# Exercise directions:
Determine how many lines in the listing below contain "latest", then give only that number.

# Records for this task:
PR #2781, opened 2020-07-03
tools/stellar-key-gen: add tool to generate keys at command line

leighmcculloch:
<details>
  
### PR Structure

  otherwise).
  packages.

### Thoroughness

### Release planning

</details>

### What

Add tool to generate keys at command line.

### Why

When I'm running and testing services like webauth and recoverysigner either manually or when I'm writing Go tests I find myself needing to go to the lab to generate keys frequently. It would be helpful if there was a quick command to run to grab a new key. We might have something that does this already but I couldn't find anything. If there is I'm happy to discard this, otherwise this would be helpful.

### Known limitations

This tool is pretty limited scope, it doesn't do anything else other than output a random key. This is intentional, I'm not trying to start some new massive tool suite with it.


leighmcculloch:
To test the cobra.Command properly I needed to update the cobra version. I haven't reviewed the cobra changes yet to understand if that and the other dependencies are safe. I'll circle back on that before merging.

leighmcculloch:
Do you mean change the way it is tested instead of updating cobra? I can do that. Although we are four years behind on the latest version of cobra. I think it could be worth considering upgrading independent of this.

bartekn:
Makes sense. AFAIR, you had script testing dependency updates, right?

leighmcculloch:
>I think it will be much simpler to make `gen` return a string which is later printed

@bartekn I agree. It's a little more code but simpler and back to first basics without a reader needing to know so much about Cobra mechanics. I also think upgrading Cobra to the latest version would force an upgrade of Cobra in any application that is importing code in this repo which could be painful. I've updated the PR to not require a dependency change. Thanks!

# Task answer:
2